Les risques de renationalisation et de fragmentation
L’un des sujets de préoccupation parmi les plus pressants est le risque de renationalisation. En intégrant la PAC dans les plans de partenariat nationaux et régionaux, c’est le caractère «commun» de cette politique qui est mis en péril. Les États membres jouiront d’une plus grande marge d’appréciation dans la mise en œuvre des mesures agricoles, ce qui pourrait aboutir à une fragmentation des priorités, à des aides inégales et à une moindre cohésion sur le marché intérieur.
Cette décentralisation menace également le lien intrinsèque qui relie la politique agricole au développement rural. Au lieu de favoriser les synergies, la nouvelle structure risque de mettre différents secteurs en concurrence pour les financements. Si le développement rural n’est plus arrimé à la PAC, les interprétations nationales des plans budgétaires pourraient diverger considérablement, compromettant la solidarité et les objectifs communs.
Qui plus est, le cadre proposé est dépourvu de la clarté structurelle qui caractérisait le dispositif antérieur. La réglementation de la PAC est présentée comme une simple juxtaposition de dispositions dont la mise en œuvre et les priorités de financement sont dans une large mesure laissée à la discrétion des États membres. Cette opacité pourrait compliquer l’administration et affaiblir l’obligation de rendre des comptes.

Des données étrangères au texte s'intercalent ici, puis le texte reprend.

PR #18142, opened 2024-07-19
fix: repeated fields in TE query [DHIS2-17745]

gnespolino:
This PR addresses fields that are sometimes repeated in TE analytics queries.
Moreover, it fixes the JSON aggregation query in TE analytics queries, which unnecessarily uses non-analytics tables.

### DIFF
--- a/dhis-2/dhis-services/dhis-service-analytics/src/main/java/org/hisp/dhis/analytics/common/query/Field.java
+++ b/dhis-2/dhis-services/dhis-service-analytics/src/main/java/org/hisp/dhis/analytics/common/query/Field.java
@@ -69,7 +69,7 @@ public class Field extends BaseRenderable {
   /** virtual fields won't be added to the select clause */
   @With @Getter private final boolean virtual;
 
-  // a cached version of the rendered field
+  // A cached version of the rendered field.
   private String renderedField;
 
   public Field asVirtual() {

Les agriculteurs demandent que la copie soit revue
Dans toute l’Europe, les agriculteurs restent attachés à l’unité européenne et souhaitent continuer de contribuer à un secteur agricole résilient, durable et compétitif, mais les propositions actuelles passent à côté de cet objectif. On pourrait en conséquence envisager de prendre les mesures suivantes dans le cadre du processus de codécision à venir :
- Préserver la PAC en tant que domaine d’action indépendant, assorti de responsabilités claires et de procédures transparentes.
- Sanctuariser l’affectation des fonds destinés à l’agriculture dans le cadre du règlement sur la PAC et d’autres fonds pertinents.

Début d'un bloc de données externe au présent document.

PR #18144, opened 2024-07-20
feat: OpenAPI HTML rendering and API

jbee:
### Summary
Adds HTML rendering capabilities to to the OpenAPI package and an API that makes DHIS OpenAPI available as HTML documents.

This is essentially a new product that allows to turn an OpenAPI JSON specification to a stand alone HTML document viewer. This is indeed a static transformation function. 

The second part is using this function to offer a DHIS2 specific OpenAPI API that allows to view DHIS2 OpenAPI specification which is generated by the server itself.

### Work items
This is new product development so this keeps track of work items identified and provided a summary of sorts to document the individual steps taken.

#### Generation work items
- [x] fix: `$path` should not have `/api/...` part in the name, e.g. not `apidataElement` but `dataElements`
- [x] feat: add `@OpenApi.Kind` annotation and grouping component schemas by kind
- [x] QoI: Gist object view should be typed `@EntityType` not `object`
- [x] QoI: Gist object list view should be typed `@EntityType[]` not `object`
- [x] fix: Gist `fields` which now uses `ParameterNames` strangely sometimes substitutes `@EntityType` to the wrong type :thinking: 
- [x] feat: new annotation `@OpenApi.Shared.Inline` can be used to exclude parameters from a shared object (this is needed to fix the issue with `ParameterNames` because the type of such a field is varying)
- [x] fix: component schema list should not contain `JsonTypedAccessStore` (e.g. `JobConfiguration` domain)
- [x] Qoi: model "unspecified JSON" as `any`
- [x] fix: analysis should never extract schemas for spring views and alike
- [x] feat: adds `object` to `@OpenApi.Response` and use it for `JsonRoot` usages
- [x] refactor: replace `asProperty` in `@OpenApi.Param` with a similar `object` attribute

#### Rendering work items
- [x] feat: URL parameter to specify the maximum number of enum values up until which the values are inlined in schema breakdown
- [x] QoI: objects with single property show special signature (wrapper)
- [x] QoI: objects with header + list show special signature (envelope)
- [x] HTML-escape all property names and attribute names where needed   
- [x] test: write a unit test for escape and skip HTML utils 
- [x] QoI: add response mime+type summary 
- [x] QoI: show HTTP method count breakdown in package group summary
- [x] fix: markdown parsing - support lists
- [x] test: more test for markdown processing
- [x] feat: add a "with source" link to the operation package/domain level
- [x] chore: introduce a params object for the general OpenAPI controller params
- [x] feat: simple cache for the full document
- [x] feat: ETag for OpenAPI controller (all media types) + parameter to bypass during development

#### UI work items (JS/client side stuff)
- [x] feat: add UI hotkeys for the URL hash part as a form of navigation history
- [x] feat: add UI back-references in JS that finds all usages of the component schema

### Automated Tests
New unit tests were added for the HTML escape and strip utilities as well as the markdown parsing and conversion to HTML.
Added one controller test for HTML generation just to do one full circle test.

### Manual Tests
The main OpenAPI rendering is best tested manually as there are countless details.

The fill document can be viewed at `/openapi/openapi.html`
Partial documents can be generated using the `domain` parameter, e.g. `/openapi/openapi.html?domain=DataElement`.

### Next
- [ ] QoI: allow specifying the key's schema of map objects as `x-keys` (they are strings but e.g. are required to be numbers etcetera) 
- [ ] fix: consider read-only quality of object properties (is there a JSON schema property?, exclude properties from input schema, mark read-only properties in UI etcetera)  
- [ ] refactor: make `@OpenApi.Document#group` a  `String` that also can have a description
- [ ] refactor: undo `@OpenApi.Shared#pattern` in favor of always using `name` directly
- [ ] feat: add a `@OpenApi.Since` annotation to allow stating when an operation was added
- [ ] feat: add `@OpenApi.Team` annotation and propagate the info in the model
- [ ] feat: add UI support for teams information
- [ ] feat: markup "keywords" - support map to specify a link target (hash)
- [ ] fix: `@OpenApi.Shared.Inline`d properties pick up descriptions from .md in addition to the annotated one
- [ ] fix: a parameter annotated as `Period` becomes a `UID_null` string type ;(
- [ ] feat: add UI OpenAPI tags as filters
- [ ] fix: `AnalyticsDimensionsPagingWrapper` becomes `?` because it has a generic (make it object?)
- [ ] feat: allow big slices of the API via a single selector, e.g. tags like "tracker" gives all tracker API operations
- [ ] feat: domain navigation drop-down to jump to other single domain pages
- [ ] chore: once tags are used as filters no longer add the group as tag to the JSON spec
- [ ] feat: make the operations accessible as "guest" user (no login)?!
- [ ] feat: default to `String` for mediaTypes that are not JSON if the method return type is `void`
- [ ] feat: introduce a `@OpenApi.Type` annotation to put on a type to alias it to another type? This would e.g. be useful to alias an interface to the base class implementation where we have the properties declared. the alternative would be to annotate all endpoints using interfaces individually which is more brittle and more work and more code


vietnguyen (approved):

david-mackessy (approved):
nice work 👍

- Réduire la bureaucratie en simplifiant les procédures existantes au lieu de créer de nouvelles couches administratives.
- Rationaliser l’architecture verte afin d’éviter d’imposer des règles trop strictes pour la gestion des exploitations.
- Privilégier les paiements incitatifs en récompense des pratiques durables et de l’innovation.
Les enjeux pour l’Europe
L’agriculture européenne est à la croisée des chemins. Le changement climatique, la sécurité alimentaire et l’évolution des attentes de la société exigent une réponse solide et unifiée. La PAC a longtemps offert une base stable pour la vitalité des zones rurales et la cohésion du marché. L’affaiblissement de cette base met en péril non seulement le revenu des agriculteurs, mais aussi l’intégrité du marché intérieur et les objectifs stratégiques plus larges de l’Union européenne.
Derrière les discours ambitieux, les propositions de la Commission marquent une dangereuse rupture avec des structures qui ont fait leurs preuves. Tout au long du processus de codécision, les décideurs politiques devront soupeser les conséquences à long terme de ces réformes. Il est urgent de changer de cap dans l’intérêt des agriculteurs, des consommateurs et pour l’avenir même de la ruralité en Europe.